According to the Estonian National Audit Office, the assessments forwarded to ministries show that the state uses EuropeanUnion support also for financing activities necessary for the long term and the state should prepare for the situation where EU support will decrease in the new budgetary period.
National Audit Office: Future decline in EU support needs attention now
On Wednesday the audit office published eight audits, which focus on the role of European Union support in the various areas of the functioning of the state of Estonia, and a report that summarizes them all. The annual report of the National Audit Office submitted to the Riigikogu in early November highlighted that the state should prepare for the situation where EU support will decrease in the new budgetary period – according to the Ministry of Finance by about 40 percent or 1.5 billion euros without considering the impact of Brexit - writes err.ee.
According to the ministries, 90 percent of the activities currently funded with EU support will remain necessary after 2020 as well. The state has functions and activities that have partly been funded with EU support instead of using the state's own revenue. A good example is the development of the road network, which will be financed with EU support to the extent of around 36 percent from 2014 to 2020. The implementation of the capacity for work reform has also mainly been funded with EU support and it is also used to finance the provision of several labor market services. Approximately 85 to 90 percent of the funds used to support entrepreneurship and regional development also come from EU funds, it is written in the general audit report.
The ministries hope that the necessary activities will be financed from the state's other revenue after the decrease in EU support. The activities that in the opinion of the ministries will remain necessary in the future are financed with EU support in the amount of 3 billion euros in the current period.
According to the ministries, a significant decrease in the funding of the activities financed from EU support that will remain necessary in the future would concern many functions and goals of the state.
The Ministry of Finance does not consider necessary drawing up a separate strategy for preparing for the decline in EU support because according to the ministry all such issues would be solved in the budget.
The National Audit Office finds that the Ministry of Finance should provide a detailed explanation, schedule and action plan in the state's budgetary strategy for 2019-2022, which would show how the state is preparing for the probable decrease in European Union support and which processes are used. The state's needs, possibilities and cost alternatives in the case of decreasing foreign support must be analyzed and treated in a comprehensive and understandable manner. The Riigikogu should also be included in the planning of the next budgetary period of the European Union in order to set more broad-based priorities.
Estonia has received billions of euros worth of non-refundable foreign aid since its independence was restored. During the 2014-2020 budgetary period the European Union is supporting Estonia from its structural and investment funds to the value of 4.4 billion euros. Approximately 3.5 billion euros of this amount is earmarked for the development of education, enterprise, transport, the information society and the environment as cohesion policy support and around 900 million euros for agriculture and fishery. The overview prepared by the National Audit Office does not touch on agriculture and fishery, since support for these fields is determined on a separate basis that is not linked to the country's GDP or GNI indicators.
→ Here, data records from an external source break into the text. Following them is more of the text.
PR #508, opened 2024-11-27
Optimize connection close logic to resolve timeout delay issue

ooeunz:
## Description

- Introduced a configuration option useRstOnTimeout in Http1Config to allow connections to be closed with an RST (Reset) signal when a timeout occurs.
- Updated HttpRequestExecutor to respect this configuration and invoke the appropriate close mode (CloseMode.IMMEDIATE for RST or Closer.closeQuietly for FIN).
- Maintained backward compatibility by defaulting to FIN-based connection closure.

This change improves flexibility and allows faster resource cleanup in timeout scenarios, aligning with the HTTP/1.1 recommendations for abnormal connection termination.

## Problem Description

There is an issue where the connection close operation takes as long as the SocketTimeout value set in the SocketConfig after a Socket timeout occurs. This behavior arises because the NioSocketImpl performs an additional poll for the duration of the SocketTimeout during the close operation. Consequently, HTTP requests may experience delays of up to twice the configured SocketTimeout value.

## Proposed Solution

This Pull Request introduces the useRstOnTimeout configuration option to mitigate this issue by enabling connections to be closed using an RST signal instead of a FIN-based closure.
- Key benefits:
  - Avoids unnecessary delays during connection closure.
  - Ensures efficient resource cleanup.
  - Maintains backward compatibility by defaulting to FIN-based closure.

_The following image shows the test results with the socket timeout value set to 5 seconds_
img-1

img-2

## Example Workflow Before Fix

1. Socket timeout occurs:
   The socket reaches the timeout value specified in the SocketTimeout configuration.
2. Connection close:
   During the close operation, the NioSocketImpl performs an additional poll for the same timeout duration.
3. Total wait time:
   HTTP requests may end up waiting for up to twice the configured SocketTimeout value.

Resolves: [HTTPCLIENT-2324](https://issues.apache.org/jira/browse/HTTPCLIENT-2324)

### DIFF
--- a/httpcore5/src/main/java/org/apache/hc/core5/http/config/Http1Config.java
+++ b/httpcore5/src/main/java/org/apache/hc/core5/http/config/Http1Config.java
@@ -56,10 +56,11 @@ public class Http1Config {
     private final int maxHeaderCount;
     private final int maxEmptyLineCount;
     private final int initialWindowSize;
+    private final boolean useRstOnTimeout;
 
     Http1Config(final HttpVersion version, final int bufferSize, final int chunkSizeHint,
                 final Timeout waitForContinueTimeout, final int maxLineLength, final int maxHeaderCount,
-                final int maxEmptyLineCount, final int initialWindowSize) {
+                final int maxEmptyLineCount, final int initialWindowSize, final boolean useRstOnTimeout) {
         super();
         this.version = version;
         this.bufferSize = bufferSize;
@@ -69,6 +70,7 @@ public class Http1Config {
         this.maxHeaderCount = maxHeaderCount;
         this.maxEmptyLineCount = maxEmptyLineCount;
         this.initialWindowSize = initialWindowSize;
+        this.useRstOnTimeout = useRstOnTimeout;
     }
 
     /**
@@ -109,6 +111,10 @@ public class Http1Config {
         return initialWindowSize;
     }
 
+    public boolean getUseRstOnTimeout() {
+        return useRstOnTimeout;
+    }
+
     @Override
     public String toString() {
         final StringBuilder builder = new StringBuilder();
@@ -120,6 +126,7 @@ public class Http1Config {
                 .append(", maxHeaderCount=").append(maxHeaderCount)
                 .append(", maxEmptyLineCount=").append(maxEmptyLineCount)
                 .append(", initialWindowSize=").append(initialWindowSize)
+                .append(", useRstOnTimeout=").append(useRstOnTimeout)
                 .append("]");
         return builder.toString();
     }
@@ -147,6 +154,7 @@ public class Http1Config {
     private static final int INIT_MAX_HEADER_COUNT = -1;
     private static final int INIT_MAX_LINE_LENGTH = -1;
     private static final int INIT_MAX_EMPTY_LINE_COUNT = 10;
+    private static final boolean USE_RST_ON_TIMEOUT = false;
 
     public static class Builder {
 
@@ -158,6 +166,7 @@ public class Http1Config {
         private int maxHeaderCount;
         private int maxEmptyLineCount;
         private int initialWindowSize;
+        private boolean userRstOnTimeout;
 
         Builder() {
             this.version = HttpVersion.HTTP_1_1;
@@ -168,6 +177,7 @@ public class Http1Config {
             this.maxHeaderCount = INIT_MAX_HEADER_COUNT;
             this.maxEmptyLineCount = INIT_MAX_EMPTY_LINE_COUNT;
             this.initialWindowSize = INIT_WINDOW_SIZE;
+            this.userRstOnTimeout = USE_RST_ON_TIMEOUT;
         }
 
         /**
@@ -222,6 +232,11 @@ public class Http1Config {
             return this;
         }
 
+        public Builder setUserRstOnTimeout(final boolean userRstOnTimeout) {
+            this.userRstOnTimeout = userRstOnTimeout;
+            return this;
+        }
+
         public Http1Config build() {
             return new Http1Config(
                     version,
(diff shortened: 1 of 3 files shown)


httpcore5/src/main/java/org/apache/hc/core5/http/config/Http1Config.java
```diff
@@ -109,6 +111,10 @@ public int getInitialWindowSize() {
         return initialWindowSize;
     }
 
+    public boolean getUseRstOnTimeout() {
```
ok2c, line 114: @ooeunz Please add `@since 5.4` tag

httpcore5/src/main/java/org/apache/hc/core5/http/config/Http1Config.java
```diff
@@ -222,6 +232,11 @@ public Builder setInitialWindowSize(final int initialWindowSize) {
             return this;
         }
 
+        public Builder setUserRstOnTimeout(final boolean userRstOnTimeout) {
```
ok2c, line 235: @ooeunz Please add `@since 5.4` tag

ok2c (commented):
@ooeunz

httpcore5/src/main/java/org/apache/hc/core5/http/config/Http1Config.java
ooeunz: Added. Thanks.

httpcore5/src/main/java/org/apache/hc/core5/http/config/Http1Config.java
```diff
@@ -222,6 +235,14 @@ public Builder setInitialWindowSize(final int initialWindowSize) {
             return this;
         }
 
+        /**
+         * @since 5.4
```
garydgregory, line 239: I think you need a real Javadoc description that explains what this toggle does.

httpcore5/src/main/java/org/apache/hc/core5/http/impl/io/HttpRequestExecutor.java
```diff
@@ -212,7 +213,11 @@ public ClassicHttpResponse execute(
             return response;
 
         } catch (final HttpException | IOException | RuntimeException ex) {
-            Closer.closeQuietly(conn);
+            if (http1Config.getUseRstOnTimeout()) {
```
garydgregory, line 216: Is there a use case for keeping the old behavior?

garydgregory (changes requested):
Hello @ooeunz 

See my comments.

Is it possible to write a test that shows the new code does anything?

httpcore5/src/main/java/org/apache/hc/core5/http/impl/io/HttpRequestExecutor.java
ok2c: @garydgregory Graceful shutdown of TLS connections would be one. One can drop a TLS connection without a `close-notify` handshake but it is generally considered rude.

@ooeunz Why do not we always use `IMMEDIATE` close for plain (non TLS) conections by default? Would that make the new config flag redundant?

ooeunz: To maintain backward compatibility, the existing behavior has been preserved.

However, if it is determined that there are no issues with backward compatibility, I would like to make immediate close the default behavior.

httpcore5/src/main/java/org/apache/hc/core5/http/impl/io/HttpRequestExecutor.java
```diff
@@ -212,7 +213,7 @@ public ClassicHttpResponse execute(
             return response;
 
         } catch (final HttpException | IOException | RuntimeException ex) {
-            Closer.closeQuietly(conn);
```
ok2c, line 215: @ooeunz Let's do better. Could you please do `CloseMode.IMMEDIATE` for `IOException`s and `RuntimeException`s and regular close for `SSLException`s and `HttpException`s?

ok2c (changes requested):

httpcore5/src/main/java/org/apache/hc/core5/http/impl/io/HttpRequestExecutor.java
ooeunz: @ok2c Sure, but since SSLException is a subclass of IOException, I think it should be worded like this.
```
        } catch (final IOException | RuntimeException ex) {
            Closer.close(conn, CloseMode.IMMEDIATE);
            throw ex;
        } catch (final HttpException ex) {
            Closer.closeQuietly(conn);
            throw ex;
        }
```

httpcore5/src/main/java/org/apache/hc/core5/http/impl/io/HttpRequestExecutor.java
garydgregory: TY @ok2c for the explanation. I think details like this should be in the Javadoc for the getter-setter pair.

httpcore5/src/main/java/org/apache/hc/core5/http/impl/io/HttpRequestExecutor.java
ok2c: @ooeunz How about this?
```
        } catch (final HttpException | SSLException ex) {
            Closer.closeQuietly(conn);
            throw ex;
        } catch (final IOException | RuntimeException ex) {
            Closer.close(conn, CloseMode.IMMEDIATE);
            throw ex;
        }
```

ooeunz: @ok2c Thank you, I misunderstood your intention. I’ve updated the code accordingly. :)

ok2c:
@ooeunz Almost there. Please fix the style check violations and update the title of PR and will merge the change-set.

ok2c:
@ooeunz Cherry-picked to `5.3.x`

In the last 10 years, approximately one half of the public sector investments and about 11 percent of the state budget expenditure of Estonia have been covered from foreign aid, mostly the support of the European Union.
Estonia will probably have significantly less support funding at its disposal in the budgetary period of the European Union that starts in 2021. The amount of money to be allocated to Estonia is not known yet, but even if the impact of the United Kingdom's withdrawal from the European Union is not taken into account, support funds will decrease by up to 40 percent or around 1.5 billion euros compared to the current budgetary period according to the initial estimates of the Ministry of Finance.